In the entries below, tally the lines that contain the string "patient", then state that number alone.
### DATA FOR ANALYSIS
PR #978, opened 2024-02-04
INTYGFV-16344: Replace google autovalue with lombok. Also cleaned up some of the Sonarlint violations.

mww-sopra-steria:


ChrilleSigerhed (approved):
Awsome!!

PR #983, opened 2024-02-07
INTYGFV-16359: Get supported types from certificate-service by request.

ChrilleSigerhed:


mww-sopra-steria (approved):
Looks great! Nice to see completely generic code in webcert for handling types from CS.

PR #986, opened 2024-02-14
INTYGFV-16375: Implemented possibility to delete certificate stored in certificate service

mhornfeldt:


web/src/main/java/se/inera/intyg/webcert/web/csintegration/integration/CSIntegrationRequestFactory.java
```diff
@@ -88,6 +89,15 @@ public SaveCertificateRequestDTO saveRequest(Certificate certificate) {
             .build();
     }
 
+    public DeleteCertificateRequestDTO deleteCertificateRequest() {
+        return DeleteCertificateRequestDTO.builder()
```
ChrilleSigerhed, line 93: Please add patient before merging.

mhornfeldt: Can't add patient without getting it communicated from CS, breaking api against frontend, or making extra call against getCertificate in CS

PR #988, opened 2024-02-16
INTYGFV-16387: Merged certificates from certificate service from unsi…

mhornfeldt:
…gned draft list


mikaelaromild1 (approved):

mhornfeldt:
To do: update with filtering when discussed by the team how it will be performed

PR #267, opened 2021-08-09
Pass RI options to help

f6p:
Hello,

I noticed `help` command ignores `RI` env variable. Sometimes it has little significance but sometimes not - especially if `RI` env includes list of directories to search. This happens because calling `RDoc::RI::Driver.new` won't (contrary to what source comments say) parse `RI` env variable. To parse `RI` env var `process_args` has to be called (it returns options that could later be passed to driver).

Cheers
🍷


aycabta:
This is an important correction. Thanks!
######
■ EXPECTED ANSWER:
2